[Dataset entries]

PR #805, opened 2019-01-01
change dna_hash to dna_address

thedavidmeister:
from #744 

## changes

- renames `dna_hash` to `dna_address`
- represents dna addresses as `Address` not `String` (it was never a `HashString` despite the name)
- implements `AddressableContent` for `Dna` so that `dna.address()` works (no more ad-hoc multihashing)
- implements feedback from parent issue


Connoropolous:
@thedavidmeister do we still have the challenge where really big DNA entries can be passed over the network and written to the DHT, etc?

core/src/workflows/hold_link.rs
```diff
@@ -76,10 +76,11 @@ pub mod tests {
             create_test_dna_with_wat("test_zome", "test_cap", Some(&test_wat_always_invalid()));
         dna.uuid = String::from("test_reject_invalid_link_on_hold_workflow");
 
-        // Hash of the original DNA
-        let dna_hash = base64::encode(&dna.multihash().unwrap());
+        // Address of the original DNA
+        let dna_address = dna.address();
```
Connoropolous: much better to have this consistent function than calling base64... repeatedly. Sweet!

net_connection/src/protocol_wrapper.rs
```diff
@@ -34,13 +34,13 @@ pub struct ConfigData {
 
 #[derive(Serialize, Deserialize, Debug, Clone, PartialEq, DefaultJson)]
 pub struct ConnectData {
-    pub address: String,
+    pub address: Address,
 }
 
 #[derive(Serialize, Deserialize, Debug, Clone, PartialEq, DefaultJson)]
 pub struct PeerData {
```
Connoropolous: @thedavidmeister @neonphog perhaps a change on this side would require a change on the n3h side?

thedavidmeister:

EXERCISE INSTRUCTIONS: With no line skipped, copy the entries exactly as written.

RESPONSE TO THIS TASK:
PR #805, opened 2019-01-01
change dna_hash to dna_address

thedavidmeister:
from #744 

## changes

- renames `dna_hash` to `dna_address`
- represents dna addresses as `Address` not `String` (it was never a `HashString` despite the name)
- implements `AddressableContent` for `Dna` so that `dna.address()` works (no more ad-hoc multihashing)
- implements feedback from parent issue


Connoropolous:
@thedavidmeister do we still have the challenge where really big DNA entries can be passed over the network and written to the DHT, etc?

core/src/workflows/hold_link.rs
```diff
@@ -76,10 +76,11 @@ pub mod tests {
             create_test_dna_with_wat("test_zome", "test_cap", Some(&test_wat_always_invalid()));
         dna.uuid = String::from("test_reject_invalid_link_on_hold_workflow");
 
-        // Hash of the original DNA
-        let dna_hash = base64::encode(&dna.multihash().unwrap());
+        // Address of the original DNA
+        let dna_address = dna.address();
```
Connoropolous: much better to have this consistent function than calling base64... repeatedly. Sweet!

net_connection/src/protocol_wrapper.rs
```diff
@@ -34,13 +34,13 @@ pub struct ConfigData {
 
 #[derive(Serialize, Deserialize, Debug, Clone, PartialEq, DefaultJson)]
 pub struct ConnectData {
-    pub address: String,
+    pub address: Address,
 }
 
 #[derive(Serialize, Deserialize, Debug, Clone, PartialEq, DefaultJson)]
 pub struct PeerData {
```
Connoropolous: @thedavidmeister @neonphog perhaps a change on this side would require a change on the n3h side?

thedavidmeister:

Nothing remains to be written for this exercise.